C’est l’une des seules activités que j’ai gardées, vu mon état émotionnel du moment.
Ce qui m’a décidée ? Plusieurs choses :

D’abord, Stéphane. J’aime sa façon d’animer, sa manière de nous transmettre les ficelles du conte et de l’écriture. J’aime sa présence, sa voix, et même son écharpe rouge, sa fidèle compagne de toutes ses formations (clin d’œil).
Ensuite, le lieu : l’abbaye d’Orval. Je n’y étais jamais allée. Les repas y étaient donnés dans une véritable cérémonie de silence et de prière.
Et puis, l’automne, ce somptueux automne flamboyant qui se voyait partout : dans les forêts, dans la cour et les ruines de l’abbaye, dans chaque feuille qui tombait.
Enfin, le groupe : je savais qu’il me porterait. J’allais y revoir une ou deux personnes rencontrées lors d’une précédente formation. Et puis, j’avais besoin de voir du monde, mais pas trop. De bouger, mais pas trop. De prendre l’air… mais pas trop non plus.

Le débordement

J’étais venue pour conter. J’avais préparé deux contes personnels et un conte traditionnel que j’avais adapté à ma manière, 48 heures avant la formation.
Mais je n’en ai raconté aucun.

Mes émotions m’ont submergée. Je n’ai rien compris, mais j’ai pleuré tant et tant que j’ai donné à boire à toutes les feuilles mortes de la forêt avoisinante.
Je me suis éclipsée, perdue, puis retrouvée, en bonne compagnie : les oiseaux, les écureuils, le silence.

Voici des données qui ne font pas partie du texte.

PR #1771, opened 2022-10-06
[DUOS-2129][risk=low] New Search Datasets Endpoint

connorlbark:
### Addresses

https://broadworkbench.atlassian.net/browse/DUOS-2129

----

- Verify all tests go green

### DIFF
--- a/src/main/java/org/broadinstitute/consent/http/models/Dataset.java
+++ b/src/main/java/org/broadinstitute/consent/http/models/Dataset.java
@@ -328,12 +328,18 @@ public class Dataset {
         }
 
         if (Objects.nonNull(this.dataUse)) {
-            if (this.dataUse.getEthicsApprovalRequired()) {
+            if (Objects.nonNull(this.dataUse.getEthicsApprovalRequired())
+                    && this.dataUse.getEthicsApprovalRequired()) {
                 matchTerms.add("irb");
             }
 
-            if (this.dataUse.getCommercialUse()) {
-                matchTerms.add("commercialUse");
+            if (Objects.nonNull(this.dataUse.getCollaboratorRequired())
+                    && this.dataUse.getCollaboratorRequired()) {
+                matchTerms.add("collaborator");
+            }
+            
+            if (Objects.nonNull(this.dataUse.getDiseaseRestrictions())) {
+                matchTerms.addAll(this.dataUse.getDiseaseRestrictions());
             }
         }
 
--- a/src/main/java/org/broadinstitute/consent/http/models/Dataset.java
+++ b/src/main/java/org/broadinstitute/consent/http/models/Dataset.java
@@ -337,7 +337,7 @@ public class Dataset {
                     && this.dataUse.getCollaboratorRequired()) {
                 matchTerms.add("collaborator");
             }
-            
+
             if (Objects.nonNull(this.dataUse.getDiseaseRestrictions())) {
                 matchTerms.addAll(this.dataUse.getDiseaseRestrictions());
             }
--- a/src/main/java/org/broadinstitute/consent/http/models/Dataset.java
+++ b/src/main/java/org/broadinstitute/consent/http/models/Dataset.java
@@ -1,9 +1,12 @@
 package org.broadinstitute.consent.http.models;
 
 import org.apache.commons.lang3.StringUtils;
+import org.checkerframework.checker.nullness.qual.NonNull;
 
+import java.util.ArrayList;
 import java.util.Date;
 import java.util.HashSet;
+import java.util.List;
 import java.util.Objects;
 import java.util.Set;
 
@@ -299,6 +302,53 @@ public class Dataset {
 
     public void setSharingPlanDocumentName(String sharingPlanDocumentName) {
         this.sharingPlanDocumentName = sharingPlanDocumentName;
+    }
+
+    /**
+     * Checks if the Dataset matches a raw search query. Searches on all dataset properties
+     * and some data use properties.
+     *
+     * @param query Raw string query
+     * @return if the Dataset matched query
+     */
+    public boolean isStringMatch(@NonNull String query) {
+        String lowerCaseQuery = query.toLowerCase();
+        List<String> queryTerms = new ArrayList<>(List.of(lowerCaseQuery.split("\\s+")));
+
+        List<String> matchTerms = new ArrayList<>();
+        matchTerms.add(this.getName());
+        matchTerms.add(this.getDatasetIdentifier());
+
+        if (Objects.nonNull(this.getProperties())) {
+            this.getProperties().forEach(prop -> {
+                if (Objects.nonNull(prop.getPropertyValue())) {
+                    matchTerms.add(prop.getPropertyValueAsString().toLowerCase());
+                }
+            });
+        }
+
+        if (Objects.nonNull(this.dataUse)) {
+            if (this.dataUse.getEthicsApprovalRequired()) {
+                matchTerms.add("irb");
+            }
+
+            if (this.dataUse.getCommercialUse()) {
+                matchTerms.add("commercialUse");
+            }
+        }
+
+        return queryTerms
+                .stream()
+                .filter(Objects::nonNull)
+                // all terms must match at least one thing
+                .allMatch((q) ->
+                        matchTerms
+                                .stream()
+                                .filter(Objects::nonNull)
+                                .map(String::toLowerCase)
+                                .anyMatch(
+                                        (t) -> t.contains(q)
+                                ));
     }
 
     @Override
--- a/src/main/java/org/broadinstitute/consent/http/models/Dataset.java
+++ b/src/main/java/org/broadinstitute/consent/http/models/Dataset.java
@@ -227,6 +227,10 @@ public class Dataset {
     }
 
     public String getDatasetIdentifier() {
+        if (Objects.isNull(this.getAlias())) {
+            return null;
+        }
+
         return parseAliasToIdentifier(this.getAlias());
     }
 
--- a/src/main/java/org/broadinstitute/consent/http/models/Dataset.java
+++ b/src/main/java/org/broadinstitute/consent/http/models/Dataset.java
@@ -313,33 +313,35 @@ public class Dataset {
      */
     public boolean isStringMatch(@NonNull String query) {
         String lowerCaseQuery = query.toLowerCase();
-        List<String> queryTerms = new ArrayList<>(List.of(lowerCaseQuery.split("\\s+")));
+        List<String> queryTerms = List.of(lowerCaseQuery.split("\\s+"));
 
         List<String> matchTerms = new ArrayList<>();
         matchTerms.add(this.getName());
         matchTerms.add(this.getDatasetIdentifier());
 
-        if (Objects.nonNull(this.getProperties())) {
-            this.getProperties().forEach(prop -> {
-                if (Objects.nonNull(prop.getPropertyValue())) {
-                    matchTerms.add(prop.getPropertyValueAsString().toLowerCase());
-                }
-            });
+        if (Objects.nonNull(getProperties()) && !getProperties().isEmpty()) {
+            List<String> propVals = getProperties()
+                    .stream()
+                    .filter((dp) -> Objects.nonNull(dp.getPropertyValue()))
+                    .map(DatasetProperty::getPropertyValueAsString)
+                    .map(String::toLowerCase)
+                    .toList();
+            matchTerms.addAll(propVals);
         }
 
-        if (Objects.nonNull(this.dataUse)) {
-            if (Objects.nonNull(this.dataUse.getEthicsApprovalRequired())
-                    && this.dataUse.getEthicsApprovalRequired()) {
+        if (Objects.nonNull(dataUse)) {
+            if (Objects.nonNull(dataUse.getEthicsApprovalRequired())
+                    && dataUse.getEthicsApprovalRequired()) {
                 matchTerms.add("irb");
             }
 
-            if (Objects.nonNull(this.dataUse.getCollaboratorRequired())
-                    && this.dataUse.getCollaboratorRequired()) {
+            if (Objects.nonNull(dataUse.getCollaboratorRequired())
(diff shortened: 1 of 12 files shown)


src/main/java/org/broadinstitute/consent/http/service/DatasetService.java
```diff
@@ -391,42 +391,79 @@ public Set<DatasetDTO> describeDatasets(Integer userId) {
...
+        List<Dataset> datasets = this.findAllDatasetsByUser(user);
+
+        return datasets.stream().filter(ds ->this.filterDatasetByQuery(ds, query)).toList();
+    }
+
+
+    // dataset properties which can be searched by
+    private static final List<String> filterableDatasetProperties = List.of(
+            "Principal Investigator(PI)"
+    );
```
connorlbark: should we add more properties which can be filtered/searched upon?

src/main/java/org/broadinstitute/consent/http/service/DatasetService.java
```diff
@@ -391,42 +391,79 @@ public Set<DatasetDTO> describeDatasets(Integer userId) {
...
                 datasets.addAll(chairSpecificDatasets);
             }
         }
         datasets.forEach(d -> d.setDeletable(!datasetIdsInUse.contains(d.getDataSetId())));
         return datasets;
     }
 
+
+    public List<Dataset> searchDatasets(String query, User user) {
+        List<Dataset> datasets = this.findAllDatasetsByUser(user);
```
connorlbark, line 414: this call is very slow locally (~17 seconds usually on my machine). i think this is just a local setup issue, though; if you all think not, I can investigate modifying the method to be faster.

src/main/java/org/broadinstitute/consent/http/service/DatasetService.java
connorlbark: should we make it searchable on `dataUse` fields? for example, 'irb' becomes a searchable term if `ethicsApprovalRequired == true`, or, e.g, diseases?

src/main/java/org/broadinstitute/consent/http/service/DatasetService.java
rushtong: My local setup shows `3825 ms` for getting all datasets as an admin and `1780 ms` as a chair so I do think this might be a non-issue in deployed environments.

src/main/java/org/broadinstitute/consent/http/service/DatasetService.java
rushtong: I'm a fan of searching on anything in the dataset. This is an area where we have not put much effort into because the Data Catalog team is doing something much more comprehensive and repeating some of that work in DUOS is not a priority. However, since we're here, I do think we can expand our search fields to be whatever makes the most sense.

src/main/java/org/broadinstitute/consent/http/service/DatasetService.java
```diff
@@ -391,42 +391,79 @@ public Set<DatasetDTO> describeDatasets(Integer userId) {
...
+
+        return datasets.stream().filter(ds ->this.filterDatasetByQuery(ds, query)).toList();
+    }
+
+
+    // dataset properties which can be searched by
+    private static final List<String> filterableDatasetProperties = List.of(
+            "Principal Investigator(PI)"
+    );
+    private boolean filterDatasetByQuery(Dataset ds, String query) {
```
rushtong: Some method comments here would be nice so the search approach is clear. Two 👍🏽 on this approach, by the way.

src/main/java/org/broadinstitute/consent/http/service/DatasetService.java
```diff
@@ -391,42 +391,79 @@ public Set<DatasetDTO> describeDatasets(Integer userId) {
...
+        terms.add(ds.getDatasetName());
+
+        if (Objects.nonNull(ds.getProperties())) {
+            ds.getProperties().forEach(prop -> {
+                if (Objects.nonNull(prop.getPropertyName()) && Objects.nonNull(prop.getPropertyValue())
+                        && filterableDatasetProperties.contains(prop.getPropertyName())) {
+                    terms.add(prop.getPropertyValueAsString());
+                }
+            });
+        }
```
rushtong: If we're expanding the search to any field, we can simplify and speed this up a bit. Stream over all props for non-null values, map to lower case, collect to a list, then add the names and identifier after the list is constructed.

src/main/resources/assets/paths/datasetSearch.yaml
```diff
@@ -0,0 +1,21 @@
...
+  description: Returns all datasets matching a search query.
+  parameters:
+    - name: query
+      in: query
+      description: Search Query
+      required: true
+      schema:
+        type: string
+  tags:
+    - Datasets
```
rushtong:
```suggestion
    - Dataset
```

src/main/java/org/broadinstitute/consent/http/service/DatasetService.java
rushtong: Another thought here is that you could extract this logic to `Dataset` itself, i.e. 
```
public boolean isStringMatch(String query) { ... }
```
which would make streaming over a list of datasets a lot cleaner here in the service class.

src/main/java/org/broadinstitute/consent/http/resources/DatasetResource.java
```diff
@@ -365,6 +366,20 @@ public Response datasetAutocomplete(@Auth AuthUser authUser, @PathParam("partial
...
 
+    @GET
+    @Path("/search")
+    @Produces("application/json")
+    @PermitAll
+    public Response searchDatasets(@Auth AuthUser authUser, @QueryParam("query") String query){
+        try {
+            User user = userService.findUserByEmail(authUser.getEmail());
+            List<Dataset> datasets = datasetService.searchDatasets(query, user);
+            return Response.ok(datasets, MediaType.APPLICATION_JSON).build();
```
rushtong: The common approach we use is to use the entity method for the object returned. This is a little cleaner in that you don't have to specify the media type.
```suggestion
            return Response.ok().entity(datasets).build();
```

src/main/java/org/broadinstitute/consent/http/resources/DatasetResource.java
```diff
@@ -365,6 +366,20 @@ public Response datasetAutocomplete(@Auth AuthUser authUser, @PathParam("partial
         }
     }
 
+    @GET
+    @Path("/search")
+    @Produces("application/json")
```
rushtong, line 413: Not for this PR, but probably a tech debt PR. We really should use a constant here throughout the app.

quazi-h (approved):
Changes look good to me. The new endpoint was returning the full dataset object when searching keywords. Tried a few cases where multiple datasets matched to a query and saw all expected datasets.

src/main/java/org/broadinstitute/consent/http/service/DatasetService.java
connorlbark: Hmm, curious. Maybe I should investigate my local setup's performance - it's an issue on most endpoints that they take a very long time. Using the UI on a local consent is a bit ... slow ....

rushtong: The numbers I quoted are the response times from the swagger page. If you're looking at the UI, there's a whole host of other things going on.

connorlbark:
@rushtong this should be ready for a re-review - expanded the logic to be more intuitive (imo), used all dataset properties, and also added a couple DAR-relevant data-use terms (though incomplete - I can add more if desired)

src/main/java/org/broadinstitute/consent/http/models/Dataset.java
```diff
@@ -297,6 +304,59 @@ public void setSharingPlanDocumentName(String sharingPlanDocumentName) {
...
+
+            if (Objects.nonNull(this.dataUse.getCollaboratorRequired())
+                    && this.dataUse.getCollaboratorRequired()) {
+                matchTerms.add("collaborator");
+            }
+
+            if (Objects.nonNull(this.dataUse.getDiseaseRestrictions())) {
+                matchTerms.addAll(this.dataUse.getDiseaseRestrictions());
+            }
+        }
```
rushtong: What would be really nice here is the ability to pull a full string from a `DataUse` that has all of these values. We do have that, but not here - it's in Ontology:
```
curl -X 'POST' 'https://consent-ontology.dsde-prod.broadinstitute.org/translate?for=dataset' -H 'accept: text/plain' -H 'Content-Type: application/json' -d '{ "generalUse": false, "hmbResearch": true, "diseaseRestrictions": [ "http://purl.obolibrary.org/obo/DOID_602" ] }'

Samples are restricted for use under the following conditions:
Data is limited for health/medical/biomedical research. [HMB]
Data use is limited for studying: cancerophobia [DS]
Commercial use is not prohibited.
Data use for methods development research irrespective of the specified data use limitations is not prohibited.
Restrictions for use as a control set for diseases other than those defined were not specified.
```
Maybe as a future feature, we might have this saved as part of the dataset itself which would facilitate this matching better.

src/main/java/org/broadinstitute/consent/http/models/Dataset.java
```diff
@@ -297,6 +304,59 @@ public void setSharingPlanDocumentName(String sharingPlanDocumentName) {
...
+    /**
+     * Checks if the Dataset matches a raw search query. Searches on all dataset properties
+     * and some data use properties.
+     *
+     * @param query Raw string query
+     * @return if the Dataset matched query
+     */
+    public boolean isStringMatch(@NonNull String query) {
+        String lowerCaseQuery = query.toLowerCase();
+        List<String> queryTerms = new ArrayList<>(List.of(lowerCaseQuery.split("\\s+")));
```
rushtong: No need for the extra ArrayList construction ... 
```suggestion
        List<String> queryTerms = List.of(lowerCaseQuery.split("\\s+"));
```

src/main/java/org/broadinstitute/consent/http/models/Dataset.java
```diff
@@ -297,6 +304,59 @@ public void setSharingPlanDocumentName(String sharingPlanDocumentName) {
...
+        matchTerms.add(this.getName());
+        matchTerms.add(this.getDatasetIdentifier());
+
+        if (Objects.nonNull(this.getProperties())) {
+            this.getProperties().forEach(prop -> {
+                if (Objects.nonNull(prop.getPropertyValue())) {
+                    matchTerms.add(prop.getPropertyValueAsString().toLowerCase());
+                }
+            });
+        }
```
rushtong: Another approach to avoid N list mutations is to collect the list up then add them all at once
```
        if (Objects.nonNull(getProperties()) && !getProperties().isEmpty()) {
            List<String> propVals = getProperties()
                .stream()
                .map(DatasetProperty::getPropertyValueAsString)
                .map(String::toLowerCase)
                .toList();
            matchTerms.addAll(propVals);
        }
```

rushtong: Side note, there's a lot of unnecessary `this.` in these methods.

src/main/java/org/broadinstitute/consent/http/models/Dataset.java
```diff
@@ -297,6 +304,59 @@ public void setSharingPlanDocumentName(String sharingPlanDocumentName) {
...
+     * @param query Raw string query
+     * @return if the Dataset matched query
+     */
+    public boolean isStringMatch(@NonNull String query) {
+        String lowerCaseQuery = query.toLowerCase();
+        List<String> queryTerms = new ArrayList<>(List.of(lowerCaseQuery.split("\\s+")));
+
+        List<String> matchTerms = new ArrayList<>();
+        matchTerms.add(this.getName());
+        matchTerms.add(this.getDatasetIdentifier());
```
rushtong, line 320:
```suggestion
        matchTerms.add(getName());
        matchTerms.add(getDatasetIdentifier());
```

src/test/java/org/broadinstitute/consent/http/models/DatasetTests.java
```diff
@@ -18,4 +26,117 @@ public void testParseIdentifierToAlias() {
...
+    }
+
+    @Test
+    public void testIsStringMatchDataUseCommercial() {
+        Dataset ds = new Dataset();
+
+        assertFalse(ds.isStringMatch("collaborator"));
+
+        DataUse du = new DataUse();
+        du.setCollaboratorRequired(true);
```
rushtong: We have a handy builder object for this:
```suggestion
        DataUse du = new DataUseBuilder().setCollaboratorRequired(true).build();
```

rushtong:
@connorlbark - Couple more bits of cleanup and I think this is pretty close to finished!

src/main/java/org/broadinstitute/consent/http/models/Dataset.java
connorlbark: good catch - originally had this because `List.of` is immutable & I was adding things later, but I removed that 👍

src/main/java/org/broadinstitute/consent/http/models/Dataset.java
connorlbark: Oh hmm is it stylistically bad to use `this`? I always use it when it's optional just for clarity reasons. I am more than happy to not do that if not doing is preferred

rushtong: [Primarily used in setters](https://stackoverflow.com/questions/2411270/when-should-i-use-this-in-a-class). The other cases are fairly rare. Personally, I find `this.getProp()` less readable than `getProp()` ... it's just extra text in the code.

src/main/java/org/broadinstitute/consent/http/models/Dataset.java
connorlbark: I agree with this, I was searching for something like this originally and since I couldn't find it ultimately abandoned the idea of searching on all data use terms (since it would require many lines of code which would require frequent updating). Saving this would be very helpful I think.

rushtong (approved):
Looks great, thanks for the changes!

L’animateur et tout le groupe ont été d’une immense bienveillance.
Je suis restée, j’ai écouté beaucoup de contes. C’était beau, fort, bouleversant. Mais je n’étais pas tout à fait là. Ailleurs.

Dimanche après-midi, encouragée avec douceur, j’ai finalement pris la parole… non pas pour conter, mais pour raconter quelques anecdotes avec des animaux.
Et là, miracle : je n’ai pas pleuré. Les mots sont venus facilement. Ce n’était pas ma « voix de conteuse », mais ma voix, simplement. Trois anecdotes, racontées avec le cœur.

Le retour

La route du retour m’a semblé interminable. 1 h 44 de route, sous la pluie, avec le jour qui tombait. Je n’aime pas conduire, et ce trajet m’a paru une éternité. Je ne me reconnaissais plus. Je me faisais peur. Peur de mes idées noires, peur de mes pensées sombres, peur surtout de ne pas comprendre pourquoi j’étais dans cet état : si mal, si « loin ».

Mais je suis revenue saine et sauve.
Deux jours plus tard, dans mon bureau, mon refuge, mon cocon, j’ai voulu remercier le conteur et tous les participants. Alors j’ai fait ce que je sais faire : j’ai écrit. Un conte. Un conte sur leurs contes. Et sur mes émotions.

Garder des traces

J’ai pris des centaines de photos. Mon appareil photo numérique, mon smartphone… Je voulais garder la lumière, les couleurs, les arbres, la pierre, les reflets. Pour m’en souvenir. Pour pouvoir y revenir, un jour, pleinement.
Je dois encore réduire les images, les trier, les partager. Bientôt.

L’ambivalence

Les contes, c’est une véritable histoire d’amour pour moi. Mais je me sens ambivalente.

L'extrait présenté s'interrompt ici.